## Work to complete
From the first line to the last, write out the material exactly.

** Opening Listed records block **

Issue #363, opened 2025-10-13
Accessibility tree/element(s) snapshot - exposing semantics, roles, states, ARIA,...


BogdanCerovac:
**Is your feature request related to a problem? Please describe.**
I miss more functionality to extract accessibility information from DevTools with MCP. One basic thing that would be a great start is perhaps an snapshot of the accessibility tree (probably as an extension to the "text-only" snapshot or similar.

**Describe the solution you'd like**
Add a feature for accessibility tree snapshot of the whole page or of a single selector (CSS, XPATH) or a group of selectors (CSS, XPATH) - so that I can use MCP to extract accessibility information (semantics, ARIA and everything that can be done by manual inspection).

**Describe alternatives you've considered**
Not sure if there are any alternatives possible. If they are - we need to know about them - perhaps documentation with accessibility in mind would be an alternative (especially if feature is already in place).

**Additional context**
MCP for DevTools with accessibility in mind would help developers, designers and content providers. Perhaps also assistive technologies that can use MCP.

OrKoN:
Note that the text snapshot is based on the a11y tree snapshot. We currently do not support selectors but you should already get the a11y tree information for the entire page. Could you clarify which specific a11y information do you miss from the snapshot?

BogdanCerovac:
Right, thank you very much, I haven't checked the code, before, just went through the docs. Now I've checked the code and see that, yes, thanks.

In https://github.com/ChromeDevTools/chrome-devtools-mcp/blob/main/src/formatters/snapshotFormatter.ts#L32 I think we can see a narrowed down list of possibilities (limited list). That probably means that with using snapshot today don't get "the whole picture" (I didn't run the code to see what happens, just guessing).

This can lead to issues when we want to improve accessibility - limiting the context (also for AI).

Perhaps we can have a "non filtered" snapshot - to get absolutely all accessibility information? Without any filtering.

Second suggestion is to be able to ask for specific elements / parts of the tree, removing the need to drill down manually (and making it possible to save on tokens if needed or if we analyze gigantic trees). But I guess that one is not so vital.

Having an unfiltered snapshot of the whole "accessibility tree" would be a great start... Supporting also elements beyond text (landmarks etc.).

OrKoN:
@BogdanCerovac could you perhaps provide details about the use case you are after? because an alternative could be is that we offer something like lighthouse a11y audits instead of given all data to the LLM.

BogdanCerovac:
[...]

PR #369, opened 2025-10-13
refactor: simplify snapshot generation

OrKoN:
the only difference is that checked/pressed are only included if the element was checked/pressed.

Refs: https://github.com/ChromeDevTools/chrome-devtools-mcp/issues/363

### DIFF
--- a/src/formatters/snapshotFormatter.ts
+++ b/src/formatters/snapshotFormatter.ts
@@ -28,69 +28,32 @@ function getAttributes(serializedAXNodeRoot: TextSnapshotNode): string[] {
     `"${serializedAXNodeRoot.name || ''}"`, // Corrected: Added quotes around name
   ];
 
-  // Value properties
-  const valueProperties = [
-    'value',
-    'valuetext',
-    'valuemin',
-    'valuemax',
-    'level',
-    'autocomplete',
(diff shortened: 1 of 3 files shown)


src/formatters/snapshotFormatter.ts
```diff
@@ -28,69 +28,32 @@ function getAttributes(serializedAXNodeRoot: TextSnapshotNode): string[] {
...
-  ] as const;
-  for (const property of valueProperties) {
-    if (
-      property in serializedAXNodeRoot &&
-      serializedAXNodeRoot[property] !== undefined
-    ) {
-      attributes.push(`${property}="${serializedAXNodeRoot[property]}"`);
-    }
-  }
+  const excluded = new Set(['id', 'role', 'name', 'elementHandle', 'children']);
```
AlinaVarkki, line 31: do we want to keep 'orientation'?

OrKoN: yeah, I believe we are keeping orientation as everything not on this list will be returned as an attribute.

AlinaVarkki: yeah, I meant to ask if we want to add it to the list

** Closing Listed records block **

## Written reply
Issue #363, opened 2025-10-13
Accessibility tree/element(s) snapshot - exposing semantics, roles, states, ARIA,...


BogdanCerovac:
**Is your feature request related to a problem? Please describe.**
I miss more functionality to extract accessibility information from DevTools with MCP. One basic thing that would be a great start is perhaps an snapshot of the accessibility tree (probably as an extension to the "text-only" snapshot or similar.

**Describe the solution you'd like**
Add a feature for accessibility tree snapshot of the whole page or of a single selector (CSS, XPATH) or a group of selectors (CSS, XPATH) - so that I can use MCP to extract accessibility information (semantics, ARIA and everything that can be done by manual inspection).

**Describe alternatives you've considered**
Not sure if there are any alternatives possible. If they are - we need to know about them - perhaps documentation with accessibility in mind would be an alternative (especially if feature is already in place).

**Additional context**
MCP for DevTools with accessibility in mind would help developers, designers and content providers. Perhaps also assistive technologies that can use MCP.

OrKoN:
Note that the text snapshot is based on the a11y tree snapshot. We currently do not support selectors but you should already get the a11y tree information for the entire page. Could you clarify which specific a11y information do you miss from the snapshot?

BogdanCerovac:
Right, thank you very much, I haven't checked the code, before, just went through the docs. Now I've checked the code and see that, yes, thanks.

In https://github.com/ChromeDevTools/chrome-devtools-mcp/blob/main/src/formatters/snapshotFormatter.ts#L32 I think we can see a narrowed down list of possibilities (limited list). That probably means that with using snapshot today don't get "the whole picture" (I didn't run the code to see what happens, just guessing).

This can lead to issues when we want to improve accessibility - limiting the context (also for AI).

Perhaps we can have a "non filtered" snapshot - to get absolutely all accessibility information? Without any filtering.

Second suggestion is to be able to ask for specific elements / parts of the tree, removing the need to drill down manually (and making it possible to save on tokens if needed or if we analyze gigantic trees). But I guess that one is not so vital.

Having an unfiltered snapshot of the whole "accessibility tree" would be a great start... Supporting also elements beyond text (landmarks etc.).

OrKoN:
@BogdanCerovac could you perhaps provide details about the use case you are after? because an alternative could be is that we offer something like lighthouse a11y audits instead of given all data to the LLM.

BogdanCerovac:
[...]

PR #369, opened 2025-10-13
refactor: simplify snapshot generation

OrKoN:
the only difference is that checked/pressed are only included if the element was checked/pressed.

Refs: https://github.com/ChromeDevTools/chrome-devtools-mcp/issues/363

### DIFF
--- a/src/formatters/snapshotFormatter.ts
+++ b/src/formatters/snapshotFormatter.ts
@@ -28,69 +28,32 @@ function getAttributes(serializedAXNodeRoot: TextSnapshotNode): string[] {
     `"${serializedAXNodeRoot.name || ''}"`, // Corrected: Added quotes around name
   ];
 
-  // Value properties
-  const valueProperties = [
-    'value',
-    'valuetext',
-    'valuemin',
-    'valuemax',
-    'level',
-    'autocomplete',
(diff shortened: 1 of 3 files shown)


src/formatters/snapshotFormatter.ts
```diff
@@ -28,69 +28,32 @@ function getAttributes(serializedAXNodeRoot: TextSnapshotNode): string[] {
...
-  ] as const;
-  for (const property of valueProperties) {
-    if (
-      property in serializedAXNodeRoot &&
-      serializedAXNodeRoot[property] !== undefined
-    ) {
-      attributes.push(`${property}="${serializedAXNodeRoot[property]}"`);
-    }
-  }
+  const excluded = new Set(['id', 'role', 'name', 'elementHandle', 'children']);
```
AlinaVarkki, line 31: do we want to keep 'orientation'?

OrKoN: yeah, I believe we are keeping orientation as everything not on this list will be returned as an attribute.

AlinaVarkki: yeah, I meant to ask if we want to add it to the list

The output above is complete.